Member of Parliament for Essex East
- In office September 1926 – May 1930
- Preceded by: Raymond Morand
- Succeeded by: Raymond Morand

Personal details
- Born: Edmond George Odette 22 May 1884 Windsor, Ontario
- Died: 31 March 1939 (aged 54)
- Party: Liberal
- Spouse(s): Beatrice E. Hobson m. 1 January 1905
- Profession: Industrialist

= Edmond George Odette =

Canadian politician

Edmond George Odette (22 May 1884 - 31 March 1939) was a Liberal party member of the House of Commons of Canada. He was born in Windsor, Ontario and became an industrialist.

Odette attended public school in Windsor, then Assomption College at nearby Sandwich. He became president of manufacturing firm Canadian Top and Body Corporation of Tilbury, Ontario. He was also vice-president of Golf Ball Corporation of Canada, vice-president of Canadian Deepwaterways and Power Association and a director of Northward Mines Ltd.

From 1920 to 1923, Odette was mayor of Tilbury, Ontario and in 1924 was the community's reeve.
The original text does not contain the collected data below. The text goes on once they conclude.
PR #3459, opened 2026-07-30
fix(orch): fall back to ID_LIKE with a warning instead of rejecting

tomassrnka:
Switching provisioning to the declared os-release id dropped every Debian derivative that used to work when we probed for a package manager — Kali declares `ID=kali ID_LIKE=debian`. Unknown ids now retry each `ID_LIKE` token and warn that the profile is a best-effort guess.

`rhel`/`ol`/`amzn` are guarded **before** the fallback — both Oracle and Amazon Linux declare `ID_LIKE=fedora` and would otherwise be silently re-admitted past the rejection the rhel profile documents.

Behavior after this change:
- Known id → unchanged.
- Unknown id with a matching `ID_LIKE` token → provisions as that family, with a customer-visible `WARNING` that it's best effort and untested.
- `rhel`/`ol`/`amzn` → still rejected fast with the kernel/kABI reason.
- Id matching nothing, or no `/etc/os-release` → still exits 1.

Covered by `TestUnknownIDFallsBackToIDLike` and `TestRejectedIDsAreNotReachableViaIDLike` (guard must precede the fallback).

### DIFF
--- a/packages/orchestrator/pkg/template/build/phases/base/distro/distro.go
+++ b/packages/orchestrator/pkg/template/build/phases/base/distro/distro.go
@@ -201,7 +201,11 @@ func ShellSelector() string {
 	// Selection lives in a function so it can be retried per ID_LIKE token.
 	// Assignments and function definitions inside a POSIX-sh function are
 	// global, so the caller sees the profile the same way it always has.
+	// The match is reported via e2b_profile_matched, not the return status —
+	// a function called as an if-condition runs with errexit suppressed,
+	// which would swallow Bootstrap failures inside a matched arm.
 	b.WriteString("e2b_select_profile() {\n")
+	b.WriteString("  e2b_profile_matched=\n")
 	b.WriteString(`  case "$1" in` + "\n")
 	for _, p := range Profiles {
 		fmt.Fprintf(&b, "  %s)\n", strings.Join(p.IDs, "|"))
@@ -219,13 +223,14 @@ func ShellSelector() string {
 		fmt.Fprintf(&b, "    e2b_ca_refresh() { %s; }\n", p.CARefresh)
 		fmt.Fprintf(&b, "    E2B_INIT_SYSTEM=%q\n", p.Init)
 		fmt.Fprintf(&b, "    e2b_init_setup() {\n%s\n    }\n", indentBlock(initSetup[p.Init], "        "))
-		fmt.Fprintf(&b, "    return 0\n")
+		fmt.Fprintf(&b, "    e2b_profile_matched=1\n")
 		fmt.Fprintf(&b, "    ;;\n")
 	}
-	fmt.Fprintf(&b, "  *)\n    return 1\n    ;;\n")
+	fmt.Fprintf(&b, "  *)\n    ;;\n")
 	b.WriteString("  esac\n}\n\n")
 
-	b.WriteString(`if ! e2b_select_profile "$E2B_DISTRO_ID"; then` + "\n")
+	b.WriteString(`e2b_select_profile "$E2B_DISTRO_ID"` + "\n")
+	b.WriteString(`if [ -z "$e2b_profile_matched" ]; then` + "\n")
 
 	// Deliberate rejections are checked before the fallback, so they keep
 	// failing fast with their own reason instead of being matched by ID_LIKE.
@@ -239,7 +244,8 @@ func ShellSelector() string {
 
 	b.WriteString("  e2b_like_match=\n")
 	b.WriteString(`  for e2b_like in $E2B_ID_LIKE; do` + "\n")
-	b.WriteString(`    if e2b_select_profile "$e2b_like"; then` + "\n")
+	b.WriteString(`    e2b_select_profile "$e2b_like"` + "\n")
+	b.WriteString(`    if [ -n "$e2b_profile_matched" ]; then` + "\n")
 	b.WriteString("      e2b_like_match=$e2b_like\n")
 	b.WriteString("      break\n")
 	b.WriteString("    fi\n")
--- a/packages/orchestrator/pkg/template/build/phases/base/distro/distro.go
+++ b/packages/orchestrator/pkg/template/build/phases/base/distro/distro.go
@@ -1,8 +1,9 @@
 // Package distro makes template-build provisioning distro-aware: it selects a
 // declared per-family Profile by the base image's /etc/os-release ID rather than
 // probing for a package manager. Supported: the systemd family (Debian/Ubuntu,
-// Fedora/RHEL/CentOS/Rocky/Alma, Arch) and Alpine on OpenRC; anything else is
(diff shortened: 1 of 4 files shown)


packages/orchestrator/pkg/template/build/phases/base/distro/distro.go
```diff
@@ -201,14 +219,40 @@ func ShellSelector() string {
...
 		fmt.Fprintf(&b, "    E2B_INIT_SYSTEM=%q\n", p.Init)
 		fmt.Fprintf(&b, "    e2b_init_setup() {\n%s\n    }\n", indentBlock(initSetup[p.Init], "        "))
+		fmt.Fprintf(&b, "    return 0\n")
 		fmt.Fprintf(&b, "    ;;\n")
 	}
-	fmt.Fprintf(&b, "  *)\n")
+	fmt.Fprintf(&b, "  *)\n    return 1\n    ;;\n")
+	b.WriteString("  esac\n}\n\n")
+
+	b.WriteString(`if ! e2b_select_profile "$E2B_DISTRO_ID"; then` + "\n")
```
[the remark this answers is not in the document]
tomassrnka: Fixed in a6ae351d2 — the match is reported via `e2b_profile_matched` and `e2b_select_profile` is invoked as a plain statement, so errexit stays live inside profile arms (a failing Bootstrap now aborts at the failing command). A unit test rejects any `if e2b_select_profile` invocation to keep it that way.

packages/orchestrator/pkg/template/build/phases/base/distro/distro.go
```diff
@@ -201,14 +219,40 @@ func ShellSelector() string {
...
+	b.WriteString("  e2b_like_match=\n")
+	b.WriteString(`  for e2b_like in $E2B_ID_LIKE; do` + "\n")
+	b.WriteString(`    if e2b_select_profile "$e2b_like"; then` + "\n")
+	b.WriteString("      e2b_like_match=$e2b_like\n")
+	b.WriteString("      break\n")
+	b.WriteString("    fi\n")
+	b.WriteString("  done\n")
+
+	b.WriteString(`  if [ -z "$e2b_like_match" ]; then` + "\n")
 	fmt.Fprintf(&b, "    echo \"[provision] ERROR: unsupported base image distribution: ID='${E2B_DISTRO_ID:-unknown}'.\" >&2\n")
```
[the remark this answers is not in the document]
tomassrnka: Fixed in a6ae351d2 — the match is reported via `e2b_profile_matched` and `e2b_select_profile` is invoked as a plain statement, so errexit stays live inside profile arms (a failing Bootstrap now aborts at the failing command). A unit test rejects any `if e2b_select_profile` invocation to keep it that way.

packages/orchestrator/pkg/template/build/phases/base/distro/distro.go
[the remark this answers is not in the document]
tomassrnka: Fixed in a6ae351d2 — the match is reported via `e2b_profile_matched` and `e2b_select_profile` is invoked as a plain statement, so errexit stays live inside profile arms (a failing Bootstrap now aborts at the failing command). A unit test rejects any `if e2b_select_profile` invocation to keep it that way.

packages/orchestrator/pkg/template/build/phases/base/distro/distro.go
arkamar:
```suggestion
// Fedora/RHEL/CentOS/Rocky/Alma, Arch) and Alpine on OpenRC. Derivatives are provisioned
// via ID_LIKE as a best-effort guess with a warning.
```
This PR makes the package description stale. Not sure if the suggestion will work here.

packages/orchestrator/pkg/template/build/phases/base/distro/distro.go
```diff
@@ -178,13 +178,35 @@ func SupportedIDs() []string {
...
-// unrecognized id exits 1 with a customer-visible error.
+// functions, init path, time-sync unit, admin group and CA handling.
+//
+// An id we don't know falls back to $E2B_ID_LIKE, the derivative-to-parent
+// pointer from os-release: Kali declares ID=kali ID_LIKE=debian, and before
+// provisioning switched on the declared id, every such Debian derivative worked
+// by accident because we probed for a package manager instead. That fallback
+// warns rather than fails — the profile is a best-effort guess at that point —
+// but an id matching nothing, and an image with no os-release at all, still
+// exits 1 rather than being provisioned against a guessed family.
```
arkamar: This `ShellSelector` doc comment now reads more like a changelog rather than an API contract.

packages/orchestrator/pkg/template/build/phases/base/distro/distro.go
```diff
@@ -201,14 +223,42 @@ func ShellSelector() string {
...
-	fmt.Fprintf(&b, "  *)\n")
+	fmt.Fprintf(&b, "  *)\n    ;;\n")
+	b.WriteString("  esac\n}\n\n")
+
+	b.WriteString(`e2b_select_profile "$E2B_DISTRO_ID"` + "\n")
+	b.WriteString(`if [ -z "$e2b_profile_matched" ]; then` + "\n")
+
+	// Deliberate rejections are checked before the fallback, so they keep
+	// failing fast with their own reason instead of being matched by ID_LIKE.
+	fmt.Fprintf(&b, "  case \"$E2B_DISTRO_ID\" in\n")
```
arkamar, line 234: The guard matches only the exact $E2B_DISTRO_ID, but the ID_LIKE loop below never checks its tokens against RejectedIDs, so ID=cloudlinux ID_LIKE="rhel fedora" skips past rhel and provisions as the rhel family with just a warning.

arkamar (changes requested):
few nits

packages/orchestrator/pkg/template/build/phases/base/distro/distro.go
tomassrnka: Fixed in 8e74ec33c — took your suggestion, plus a closing clause so the rejection behavior stays documented: kernel-dependent ids (RejectedIDs) and anything unmatched are rejected with a clear error.

packages/orchestrator/pkg/template/build/phases/base/distro/distro.go
tomassrnka: Fair — rewritten in 8e74ec33c to state the contract only (unknown ids retry ID_LIKE tokens in order, best effort with a warning; RejectedIDs / no match / no os-release exit 1). The Kali history lives in the commit message.

packages/orchestrator/pkg/template/build/phases/base/distro/distro.go
tomassrnka: i'm ok with the pass here

arkamar (approved):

He unsuccessfully attempted to win the Essex East riding in the 1925 federal election. In the 1926 general election, Odette defeated Conservative incumbent Raymond Ducharme Morand. After serving his only term in the House of Commons, Morand defeated Odette in the 1930 election. Odette became Chief Commission of the Liquor Control Board of Ontario in 1934.